Exercise:
In the data below, find the line that contains "PR #397, opened 2025-05-12" and the line that contains "looks good 🚀". Copy both, plus every line between them, exactly.

═════ Records shown ═════

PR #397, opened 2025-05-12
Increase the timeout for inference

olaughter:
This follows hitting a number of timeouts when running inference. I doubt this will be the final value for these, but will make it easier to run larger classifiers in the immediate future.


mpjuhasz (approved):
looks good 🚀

═════
═════ Records shown ═════

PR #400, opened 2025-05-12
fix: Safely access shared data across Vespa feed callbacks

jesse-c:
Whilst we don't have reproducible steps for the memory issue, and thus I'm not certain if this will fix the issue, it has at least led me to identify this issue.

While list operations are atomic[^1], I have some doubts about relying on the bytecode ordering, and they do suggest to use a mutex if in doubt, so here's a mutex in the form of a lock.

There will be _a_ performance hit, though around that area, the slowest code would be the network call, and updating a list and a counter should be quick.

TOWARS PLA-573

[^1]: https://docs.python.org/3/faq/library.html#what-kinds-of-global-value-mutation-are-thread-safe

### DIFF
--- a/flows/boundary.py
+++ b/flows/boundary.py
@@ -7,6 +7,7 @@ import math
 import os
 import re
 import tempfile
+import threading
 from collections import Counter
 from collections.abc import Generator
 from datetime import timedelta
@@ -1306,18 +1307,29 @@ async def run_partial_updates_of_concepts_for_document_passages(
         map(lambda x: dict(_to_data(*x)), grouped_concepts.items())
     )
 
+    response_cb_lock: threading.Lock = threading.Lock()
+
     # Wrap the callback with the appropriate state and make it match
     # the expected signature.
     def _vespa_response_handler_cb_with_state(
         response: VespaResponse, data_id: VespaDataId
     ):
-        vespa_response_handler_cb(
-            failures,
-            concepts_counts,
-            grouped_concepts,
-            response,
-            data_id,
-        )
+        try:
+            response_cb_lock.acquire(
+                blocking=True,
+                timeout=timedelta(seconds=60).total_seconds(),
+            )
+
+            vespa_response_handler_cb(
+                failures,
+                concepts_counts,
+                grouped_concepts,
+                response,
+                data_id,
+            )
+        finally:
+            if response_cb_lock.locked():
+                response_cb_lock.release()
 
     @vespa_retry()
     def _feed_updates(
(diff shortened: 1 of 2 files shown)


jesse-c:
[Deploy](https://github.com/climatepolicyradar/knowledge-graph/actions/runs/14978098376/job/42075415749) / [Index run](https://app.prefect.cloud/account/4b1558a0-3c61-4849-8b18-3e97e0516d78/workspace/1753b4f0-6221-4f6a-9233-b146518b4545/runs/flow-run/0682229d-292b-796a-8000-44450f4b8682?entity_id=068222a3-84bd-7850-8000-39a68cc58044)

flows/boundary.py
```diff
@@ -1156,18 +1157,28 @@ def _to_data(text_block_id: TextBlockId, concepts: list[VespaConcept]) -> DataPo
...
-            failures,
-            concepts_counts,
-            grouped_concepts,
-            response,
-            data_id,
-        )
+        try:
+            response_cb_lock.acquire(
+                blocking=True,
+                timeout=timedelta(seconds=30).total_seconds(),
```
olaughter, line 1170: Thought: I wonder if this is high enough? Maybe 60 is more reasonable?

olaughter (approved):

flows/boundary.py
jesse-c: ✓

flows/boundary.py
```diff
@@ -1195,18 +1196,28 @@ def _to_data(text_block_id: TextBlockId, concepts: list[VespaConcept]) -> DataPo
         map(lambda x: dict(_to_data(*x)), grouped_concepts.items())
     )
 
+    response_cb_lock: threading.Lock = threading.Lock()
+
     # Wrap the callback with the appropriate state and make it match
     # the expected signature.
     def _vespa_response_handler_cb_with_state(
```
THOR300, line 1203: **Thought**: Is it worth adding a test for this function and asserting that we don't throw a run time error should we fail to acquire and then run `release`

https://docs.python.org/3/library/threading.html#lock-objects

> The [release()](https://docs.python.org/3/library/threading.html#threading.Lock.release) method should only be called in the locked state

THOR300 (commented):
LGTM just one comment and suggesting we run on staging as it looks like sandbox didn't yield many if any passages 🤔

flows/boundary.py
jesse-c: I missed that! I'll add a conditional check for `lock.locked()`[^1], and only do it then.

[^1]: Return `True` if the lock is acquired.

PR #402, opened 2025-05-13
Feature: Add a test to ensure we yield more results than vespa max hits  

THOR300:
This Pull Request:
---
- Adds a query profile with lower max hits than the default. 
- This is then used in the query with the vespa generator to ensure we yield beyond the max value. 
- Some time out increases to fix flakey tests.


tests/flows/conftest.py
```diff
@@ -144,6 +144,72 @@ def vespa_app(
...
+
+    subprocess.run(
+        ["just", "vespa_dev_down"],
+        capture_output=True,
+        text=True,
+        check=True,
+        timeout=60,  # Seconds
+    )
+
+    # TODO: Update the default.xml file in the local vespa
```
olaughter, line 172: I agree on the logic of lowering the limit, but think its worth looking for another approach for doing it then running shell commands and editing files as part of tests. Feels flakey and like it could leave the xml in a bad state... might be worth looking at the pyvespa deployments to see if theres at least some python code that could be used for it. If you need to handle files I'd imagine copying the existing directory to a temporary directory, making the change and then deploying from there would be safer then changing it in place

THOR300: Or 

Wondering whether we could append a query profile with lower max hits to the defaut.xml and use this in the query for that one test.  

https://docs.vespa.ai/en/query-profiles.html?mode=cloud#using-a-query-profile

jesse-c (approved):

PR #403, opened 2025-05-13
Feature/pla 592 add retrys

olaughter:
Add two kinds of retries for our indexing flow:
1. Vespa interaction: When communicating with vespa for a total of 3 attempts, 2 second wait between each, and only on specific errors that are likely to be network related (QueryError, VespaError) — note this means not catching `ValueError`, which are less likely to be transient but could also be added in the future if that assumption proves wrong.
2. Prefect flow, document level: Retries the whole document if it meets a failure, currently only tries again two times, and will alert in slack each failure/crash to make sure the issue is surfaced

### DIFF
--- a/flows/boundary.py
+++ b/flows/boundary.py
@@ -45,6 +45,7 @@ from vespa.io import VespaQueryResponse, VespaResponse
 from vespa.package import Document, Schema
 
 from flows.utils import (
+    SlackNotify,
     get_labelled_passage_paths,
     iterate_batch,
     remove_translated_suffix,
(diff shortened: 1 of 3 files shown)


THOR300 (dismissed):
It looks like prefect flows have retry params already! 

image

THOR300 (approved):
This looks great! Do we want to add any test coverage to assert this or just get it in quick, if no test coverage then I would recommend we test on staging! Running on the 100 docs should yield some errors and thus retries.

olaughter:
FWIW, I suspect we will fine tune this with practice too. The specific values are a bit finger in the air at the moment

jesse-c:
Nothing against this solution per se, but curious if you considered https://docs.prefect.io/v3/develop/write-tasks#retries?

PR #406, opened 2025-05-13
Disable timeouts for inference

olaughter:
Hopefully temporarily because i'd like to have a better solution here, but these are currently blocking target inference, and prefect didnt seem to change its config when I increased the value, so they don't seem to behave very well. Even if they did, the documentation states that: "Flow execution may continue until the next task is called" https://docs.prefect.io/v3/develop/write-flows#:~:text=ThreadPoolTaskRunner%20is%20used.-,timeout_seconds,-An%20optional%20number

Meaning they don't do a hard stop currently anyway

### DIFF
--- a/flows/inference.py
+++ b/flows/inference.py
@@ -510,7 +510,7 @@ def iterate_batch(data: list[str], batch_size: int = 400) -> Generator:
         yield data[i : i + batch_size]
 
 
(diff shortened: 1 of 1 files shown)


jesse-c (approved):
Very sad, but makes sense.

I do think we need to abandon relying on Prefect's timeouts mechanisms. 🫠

═════

Task answer:
PR #397, opened 2025-05-12
Increase the timeout for inference

olaughter:
This follows hitting a number of timeouts when running inference. I doubt this will be the final value for these, but will make it easier to run larger classifiers in the immediate future.


mpjuhasz (approved):
looks good 🚀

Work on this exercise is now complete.